学校薬剤師の具体的な仕事内容と年間スケジュール
学校薬剤師の業務は多岐にわたり、年間を通じて計画的に実施されます。具体的な仕事内容と一般的な年間スケジュールを見ていきましょう。
主な業務内容
環境衛生検査
- 飲料水の水質検査:残留塩素濃度や一般細菌などの検査
- 教室の環境検査:照度、騒音、二酸化炭素濃度、温度・湿度など
- プールの水質検査:遊離残留塩素、水素イオン濃度(pH)など
- 給食室の衛生検査:器具の細菌検査など
指導・助言活動
- 検査結果に基づく改善策の提案
- 保健だよりなどへの記事提供
- 薬物乱用防止教室の企画・実施
委員会活動
- 学校保健委員会への出席
- 地域の学校薬剤師会の活動
年間スケジュールの例
時期 | 主な業務 |
---|---|
4~5月 | 年間計画の作成、学校環境衛生検査計画立案 |
6月 | プールの水質検査、照度検査 |
7月 | 飲料水検査、保健だより記事作成 |
9月 | 教室の環境検査(騒音・CO2・温度・湿度) |
10~11月 | 薬物乱用防止教室の実施 |
12~1月 | 暖房機器に関する検査、給食室の衛生検査 |
2~3月 | 年間報告書の作成、次年度の計画準備 |
実際の業務スケジュールは学校によって異なりますが、多くの学校薬剤師は本業(調剤薬局勤務など)と並行して月に1~2回程度学校を訪問し、必要な業務を行っています。
学校薬剤師になるために必要な資格と試験
学校薬剤師になるためには、まず薬剤師であることは大前提です。

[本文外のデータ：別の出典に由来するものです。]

PR #2117, opened 2026-09-02
Use batch endpoint in URLFrontier module for DISCOVERED urls

### LINKED ISSUE #2062: [Improvement] Use batch endpoint in URLFrontier module for DISCOVERED urls

URLFrontier 2.6 added a batch endpoint for sending  DISCOVERED urls, which should greatly improve the performance. Known URLs should continue to use the streaming mode.
In addition, a better control flow mechanism is available compared to the existing polling.
See https://github.com/crawler-commons/url-frontier/blob/master/client/src/main/java/crawlercommons/urlfrontier/client/PutURLs.java
for best practices

### How should we improve?

_No response_

abhinav-phi:
## Summary

URLFrontier [2.6](https://github.com/crawler-commons/url-frontier/releases/tag/2.6) added a batched endpoint for ingesting discovered URLs, `PutDiscovered(stream DiscoveredBatch) returns (stream BatchAck)`. The per-message cost of the streaming `PutURLs` endpoint is what caps the ingestion rate, and discovered URLs — the outlinks of the pages being parsed — are the bulk of what a crawl writes. This PR routes them through the batched endpoint, grouping up to `urlfrontier.batch.size` URLs (default 100) into one message, while known URLs (fetched, redirections, errors...) keep using the streaming mode, as suggested in #2062. The control-flow mechanism follows the best practices of the client shipped with URLFrontier ([`PutURLs.java`](https://github.com/crawler-commons/url-frontier/blob/master/client/src/main/java/crawlercommons/urlfrontier/client/PutURLs.java)).

Fixes #2062

## What the bolt does now

`StatusUpdaterBolt` keeps its overall structure: a `waitAck` cache holds the tuples per URL until the frontier acks them, and a semaphore bounds the messages in flight. What changes is the path each URL takes:

**Discovered URLs → `PutDiscovered`.** A DISCOVERED URL is appended to a buffer instead of being sent on its own. The buffer leaves as one `DiscoveredBatch` message when:
- it reaches `urlfrontier.batch.size` entries;
- a known URL arrives — the outlinks buffered so far belong to the page whose status is now being updated, a natural end-of-page boundary for the batch (the release notes for 2.6 explicitly call the outlinks of a page a natural batch);
- a partially filled batch has been open for more than a second (checked by a scheduled flusher every 100 ms), so that acks are not delayed when the crawl tails off;
- the bolt is throttled because the semaphore is exhausted — pushing the batch out frees the permits sooner.

Each batch carries a unique ID (`batch-N`); the frontier echoes it in the `BatchAck` with **one status per URL, in the order they were sent**, so every URL can be resolved against `waitAck` and its tuples acked (or failed on `FAIL`) exactly as the streaming path did. Permits are released in bulk per URL, unchanged.

**Known URLs → `PutURLs`**, one message per URL, untouched behaviour.

**Flow control without polling.** `store()` used to busy-poll `tryAcquire` with a sleep. It now waits on a monitor (`flow`) and is woken by `notifyAll()` from the places that change its conditions: permit releases (acks, evictions), transport on-ready notifications, and stream errors. The wait timeout (`urlfrontier.throttling.time.msec`, unchanged, 10 ms) is a backstop that also drives the periodic `waitAck.cleanUp()` which prevents the deadlock the old code guarded against. This mirrors the `isReady()`/on-ready pattern of the reference client instead of polling.

**Fallback for older frontiers.** If the frontier does not implement `PutDiscovered` (i.e. predates 2.6), the stream fails with `UNIMPLEMENTED`. The bolt detects this, switches batching off permanently for its lifetime, and re-sends whatever was buffered or still in flight individually on the streaming endpoint — no URLs are lost, and a pre-2.6 frontier behaves exactly as before this PR. A dead batch stream (any other error) drops the pending batch IDs and opens a fresh stream on the next flush; the affected tuples are failed locally so Storm replays them.

## Configuration

New key, documented in the module README:

```yaml
# max number of discovered URLs per PutDiscovered message (default 100, 0 disables batching)
urlfrontier.batch.size: 100
```

The module now depends on `urlfrontier-API` **2.6** (bumped from 2.5). The schema stays wire-compatible with 2.5 apart from the semantics noted in the 2.6 release notes, and the fallback covers servers that do not implement the new RPC, so no frontier upgrade is strictly required — though the batching only pays off against a 2.6 server.

## Tests

- `StatusUpdaterBoltTest.acknowledgesDiscoveredURLsSentInBatches` — 6 discovered URLs against a 2.6 frontier with batch size 2: all acked, ≥ 3 batches sent, nothing failed;
- `StatusUpdaterBoltTest.sendsDiscoveredURLsIndividuallyWhenBatchingDisabled` — `urlfrontier.batch.size: 0` sends individually and never opens a batch;
- `StatusUpdaterBoltTest.acksKnownURLsThroughStreamingEndpoint` — known URLs still ack through the streaming endpoint;
- `StatusUpdaterBoltFallbackTest` — runs the bolt against a `crawlercommons/url-frontier:2.5` container: the `UNIMPLEMENTED` error is caught, batching is switched off, and discovered URLs are acked through the streaming fallback;
- the existing `StatusUpdaterBoltTest` cases (ack with metadata, queue-stream emission, semaphore recovery after a frontier restart) pass unchanged on the new implementation.

All 64 module tests pass locally against real frontier containers (testcontainers), checkstyle, forbiddenapis and the google-java-format check are clean. The `StatusUpdaterBolt` JaCoCo ratios configured for this module still pass.

## Notes for reviewers

- **Dependency availability.** The url-frontier 2.6 release published its artifacts to Sonatype Central via a workflow that completed successfully on 2026-08-19, but the deployment is not yet visible on Maven Central (`urlfrontier-API` still lists 2.5 as latest; the portal deployment likely awaits the manual publish step, since `central-publishing-maven-plugin` defaults to `autoPublish=false`). This PR builds against the 2.6 API regardless — the protobuf/gRPC API is stable in the 2.6 tag — but CI will need `urlfrontier-API:2.6` to be resolvable; it may be worth pinging the crawler-commons maintainers to complete the release on the portal. If 2.6 cannot be published soon, an alternative is to keep the dependency at 2.5 and build the batch messages from the proto (not possible: `DiscoveredBatch`/`BatchAck` and the `putDiscovered` stub only exist in 2.6), so the version bump is inherent to the feature.
- The `waitAck`-cache eviction semantics, the semaphore accounting, the queue-stream emission and the channel management (multi-address assignment, reconnect on `TRANSIENT_FAILURE`) are carried over unchanged from the previous implementation.
- The `PutDiscovered` stream is deliberately not re-created on channel `TRANSIENT_FAILURE` (unlike the `PutURLs` stream): with `waitForReady` it survives connection blips, and abandoning it would orphan the batches already sent on it.

### DIFF
--- a/external/urlfrontier/src/main/java/org/apache/stormcrawler/urlfrontier/StatusUpdaterBolt.java
+++ b/external/urlfrontier/src/main/java/org/apache/stormcrawler/urlfrontier/StatusUpdaterBolt.java
@@ -18,6 +18,8 @@
 package org.apache.stormcrawler.urlfrontier;
 
 import static org.apache.stormcrawler.urlfrontier.Constants.URLFRONTIER_ADDRESS_KEY;
+import static org.apache.stormcrawler.urlfrontier.Constants.URLFRONTIER_BATCH_SIZE_DEFAULT;
+import static org.apache.stormcrawler.urlfrontier.Constants.URLFRONTIER_BATCH_SIZE_KEY;
 import static org.apache.stormcrawler.urlfrontier.Constants.URLFRONTIER_CACHE_EXPIREAFTER_SEC_KEY;
 import static org.apache.stormcrawler.urlfrontier.Constants.URLFRONTIER_CRAWL_ID_KEY;
 import static org.apache.stormcrawler.urlfrontier.Constants.URLFRONTIER_DEFAULT_HOST;
@@ -37,6 +39,8 @@ import crawlercommons.urlfrontier.CrawlID;
 import crawlercommons.urlfrontier.URLFrontierGrpc;
 import crawlercommons.urlfrontier.URLFrontierGrpc.URLFrontierStub;
 import crawlercommons.urlfrontier.Urlfrontier.AckMessage;
+import crawlercommons.urlfrontier.Urlfrontier.BatchAck;
+import crawlercommons.urlfrontier.Urlfrontier.DiscoveredBatch;
 import crawlercommons.urlfrontier.Urlfrontier.DiscoveredURLItem;
 import crawlercommons.urlfrontier.Urlfrontier.KnownURLItem;
 import crawlercommons.urlfrontier.Urlfrontier.StringList;
@@ -45,7 +49,12 @@ import crawlercommons.urlfrontier.Urlfrontier.URLInfo;
 import crawlercommons.urlfrontier.Urlfrontier.URLItem;
 import io.grpc.ConnectivityState;
 import io.grpc.ManagedChannel;
+import io.grpc.StatusRuntimeException;
+import io.grpc.stub.ClientCallStreamObserver;
+import io.grpc.stub.ClientResponseObserver;
 import io.grpc.stub.StreamObserver;
+import java.util.ArrayDeque;
+import java.util.ArrayList;
 import java.util.Collections;
 import java.util.Date;
 import java.util.HashMap;
@@ -53,8 +62,11 @@ import java.util.LinkedList;
 import java.util.List;
 import java.util.Map;
 import java.util.Optional;
+import java.util.concurrent.Executors;
+import java.util.concurrent.ScheduledExecutorService;
 import java.util.concurrent.Semaphore;
 import java.util.concurrent.TimeUnit;
+import java.util.concurrent.atomic.AtomicInteger;
 import java.util.concurrent.locks.ReentrantLock;
 import org.apache.storm.task.OutputCollector;
 import org.apache.storm.task.TopologyContext;
@@ -73,15 +85,39 @@ import org.jetbrains.annotations.Nullable;
 import org.slf4j.Logger;
 import org.slf4j.LoggerFactory;
 
+/**
+ * Persists the status of URLs in a URLFrontier service.
+ *
+ * <p>Known URLs (fetched, redirections, errors...) are sent one message at a time on the streaming
+ * {@code PutURLs} endpoint. Discovered URLs, which are the bulk of what a crawl writes, are grouped
+ * into batches and pushed on the batched {@code PutDiscovered} endpoint introduced in URLFrontier
+ * 2.6, which amortises the per-message cost that limits the ingestion rate. A partially filled
+ * batch is sent after a second at the latest, so that acks are not delayed when the crawl tails
+ * off. If the frontier does not implement {@code PutDiscovered}, the bolt detects it and falls back
+ * to sending discovered URLs individually on the streaming endpoint.
+ *
+ * <p>Flow control follows the client implementation shipped with URLFrontier
+ * (crawlercommons.urlfrontier.client.PutURLs): the sends wait on a monitor woken by the acks and by
+ * the transport's on-ready notifications, instead of polling.
+ */
 public class StatusUpdaterBolt extends AbstractStatusUpdaterBolt
         implements RemovalListener<String, List<Tuple>>,
                 StreamObserver<crawlercommons.urlfrontier.Urlfrontier.AckMessage> {
 
     private static final Logger LOG = LoggerFactory.getLogger(StatusUpdaterBolt.class);
 
+    /** how long a partially filled batch is held back before it is sent anyway */
+    private static final long BATCH_FLUSH_DELAY_MS = 1000;
+
+    /** how often the flusher checks whether a batch is due */
+    private static final long FLUSH_CHECK_INTERVAL_MS = 100;
+
     private ManagedChannel channel;
     private URLPartitioner partitioner;
-    private StreamObserver<URLItem> requestObserver;
+    private volatile URLFrontierStub frontier;
+    private volatile StreamObserver<URLItem> requestObserver;
+    private volatile StreamObserver<DiscoveredBatch> batchRequestObserver;
+    private volatile ClientCallStreamObserver<DiscoveredBatch> batchTransport;
 
     private Cache<String, List<Tuple>> waitAck;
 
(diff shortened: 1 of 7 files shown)


rzo1 (commented):

The structure is clear and the `UNIMPLEMENTED` fallback to 2.5 frontiers has a container test, which is more than I expected. Three paths lose tuples; see the inline comments.

Smaller points:

- `store()` checks `inFlightSemaphore.tryAcquire()` outside `synchronized (flow)`, so a `notifyAll` between the failed acquire and entering the monitor is missed. The timeout makes that latency rather than deadlock, but please add a comment saying it was considered.
- `flushBatch` calls `newPutDiscoveredStream()` while holding `batchLock`, and a synchronous `onError` from gRPC re-enters `onBatchError` and `batchLock` on the same thread. Re-entrant, so it works. Please document the `batchLock` then `sendLock` ordering, since nothing enforces it.
- `urlfrontier.batch.size` is in the module README but not in `docs/src/main/asciidoc/configuration.adoc`.
- Format check: the `Executors.newSingleThreadScheduledExecutor(` block in `prepare()`, and the `batchedBolt.prepare(...)` / `streamingBolt.prepare(...)` lines in `StatusUpdaterBoltTest`, will be rewritten by the formatter. CI runs it with `-Dskip.format.code=false`.

external/urlfrontier/src/main/java/org/apache/stormcrawler/urlfrontier/StatusUpdaterBolt.java
```diff
@@ -418,7 +751,142 @@ public void store(
...
+                    }
+                }
+            }
+            synchronized (sendLock) {
+                stream.onNext(batch);
+            }
+            eventCounter.scope("batched").incrBy(items.size());
+            eventCounter.scope("batches").incrBy(1);
+            LOG.debug("Sent batch {} with {} discovered URL(s).", batchID, items.size());
+        } catch (InterruptedException e) {
```
rzo1, line 850: This strands a batch.

`pendingBatches.put(batchID, items)` on line 829 happens before the `awaitTransport` wait. If that wait is interrupted, which `disableBatchingAndResend` causes through `batchFlusher.shutdownNow()`, this catch only re-sets the interrupt flag. The batch is never sent, stays in `pendingBatches` forever, and its tuples sit in `waitAck` until cache expiry (default one hour) fails them. Storm will have timed them out long before.

```suggestion
        } catch (InterruptedException e) {
            Thread.currentThread().interrupt();
            synchronized (batchLock) {
                pendingBatches.remove(batchID);
            }
            for (URLItem failed : items) {
                failTupleLocally(failed.getID());
            }
```

external/urlfrontier/src/main/java/org/apache/stormcrawler/urlfrontier/StatusUpdaterBolt.java
```diff
@@ -253,10 +403,168 @@ public void onNext(final crawlercommons.urlfrontier.Urlfrontier.AckMessage confi
...
+
+    /** Stops batching and pushes everything buffered or in flight through the streaming endpoint. */
+    private void disableBatchingAndResend() {
+        final List<URLItem> toResend = new ArrayList<>();
+        synchronized (batchLock) {
+            batching = false;
+            for (List<URLItem> items : pendingBatches.values()) {
+                toResend.addAll(items);
+            }
+            pendingBatches.clear();
```
rzo1, line 491: Same expiry-window problem as the interrupt path, and inconsistent with the `RuntimeException` path in `flushBatch`, which calls `failTupleLocally` straight away.

Relying on `waitAck` eviction means the tuples are only failed after `urlfrontier.cache.expireafter.sec`, long after Storm has timed them out.

```suggestion
        final List<URLItem> orphaned = new ArrayList<>();
        synchronized (batchLock) {
            for (List<URLItem> items : pendingBatches.values()) {
                orphaned.addAll(items);
            }
            pendingBatches.clear();
            batchRequestObserver = null;
            batchTransport = null;
        }
        for (URLItem item : orphaned) {
            failTupleLocally(item.getID());
        }
```

external/urlfrontier/src/main/java/org/apache/stormcrawler/urlfrontier/StatusUpdaterBolt.java
```diff
@@ -294,43 +615,55 @@ public void store(
...
-                        waitAckLock.unlock();
+                        Thread.currentThread().interrupt();
                     }
                 }
-            } catch (InterruptedException e) {
-                LOG.warn(
-                        "InterruptedException - (approx.) {} messages in flight.",
-                        inFlightSemaphore.getQueueLength());
-                Thread.currentThread().interrupt();
+                eventCounter.scope("timeSpentThrottling").incrBy(throttleTimeMS);
```
rzo1, line 639: `timeSpentThrottling` is now incremented by the full `throttleTimeMS` even when `flow.wait` returned immediately because an ack woke it, which is the whole point of this change.

Measure the elapsed time around the `wait` instead, otherwise the metric operators use to tune `urlfrontier.updater.max.messages` stops meaning anything.

external/urlfrontier/src/main/java/org/apache/stormcrawler/urlfrontier/StatusUpdaterBolt.java
abhinav-phi: Fixed in 41ea0ba5: the interrupt handler now removes the batch from `pendingBatches` and fails its tuples locally so Storm replays them - exactly as suggested. The batch had never been handed to the transport at that point, so nothing that reached the frontier is dropped.

external/urlfrontier/src/main/java/org/apache/stormcrawler/urlfrontier/StatusUpdaterBolt.java
abhinav-phi: Fixed in 41ea0ba5 as suggested: the batches still tracked in `pendingBatches` are drained under `batchLock` and their tuples failed immediately, consistent with the RuntimeException path in `flushBatch`. Nothing depends on the `waitAck` cache expiry anymore.

external/urlfrontier/src/main/java/org/apache/stormcrawler/urlfrontier/StatusUpdaterBolt.java
abhinav-phi: Fixed in 41ea0ba5: the wait is bracketed with `System.nanoTime()` and the metric now records the time actually spent in `flow.wait` - an ack waking the wait early no longer bills the full throttle interval. The 30-second warn threshold uses the measured sum as well.

dpol1 (approved):
LGTM.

その上で学校薬剤師として活動するための手続きや知識を身につける必要があります。
必須の資格要件
- 薬剤師免許:大学の薬学部(6年制)を卒業し、薬剤師国家試験に合格して取得
- 学校薬剤師の任命・委嘱:各地域の教育委員会または学校長から委嘱を受ける
学校薬剤師になるまでの流れ
- 薬剤師免許の取得
- 地域の薬剤師会への入会(多くの地域で学校薬剤師の推薦母体となっている)
- 学校薬剤師会への入会(研修などに参加)
- 教育委員会または学校長からの委嘱
役立つ追加資格・知識
学校薬剤師として活動する上で、以下のような追加知識があると役立ちます:
- 毒物劇物取扱責任者:学校で使用される薬品管理に関連
- 水質検査に関する知識:プールや飲料水の検査に必要
- 公衆衛生や環境衛生に関する知識:学校環境衛生基準についての理解
研修と講習
学校薬剤師として活動を始めた後も、定期的な研修や講習に参加することが推奨されています。日本薬剤師会や各地域の学校薬剤師会では、以下のような研修を実施しています:
- 新任学校薬剤師研修会
- 環境衛生検査技術研修会
- 学校保健関連の法改正に関する講習会
新人薬剤師の方は、まずは地域の薬剤師会に問い合わせて、学校薬剤師になるための具体的な手続きを確認することをおすすめします。
学校薬剤師の勤務形態と年収の実態
学校薬剤師の大きな特徴は、その勤務形態にあります。多くの場合、本業と兼任して学校薬剤師の職務を行うケースです。専任はかなり稀なケースなので省略です。
一般的な勤務形態
兼任型(最も一般的)
- 調剤薬局や病院薬剤師などの本業を持ちながら、学校薬剤師として活動
- 月に1~2回程度、担当校を訪問
- 年間数回の検査業務と報告書作成が主な業
学校薬剤師の報酬相場
学校薬剤師の報酬は地域や自治体によって大きく異なります。一般的な相場は以下の通りです:
兼任の場合:年間約3万円~10万円/校
- 公立学校:多くの自治体で年間5万円前後
- 私立学校:公立学校よりやや高めの場合が多い
1件5万円だと少ないと思うかもしれませんが、実は、学校薬剤師って掛け持ちできるのです。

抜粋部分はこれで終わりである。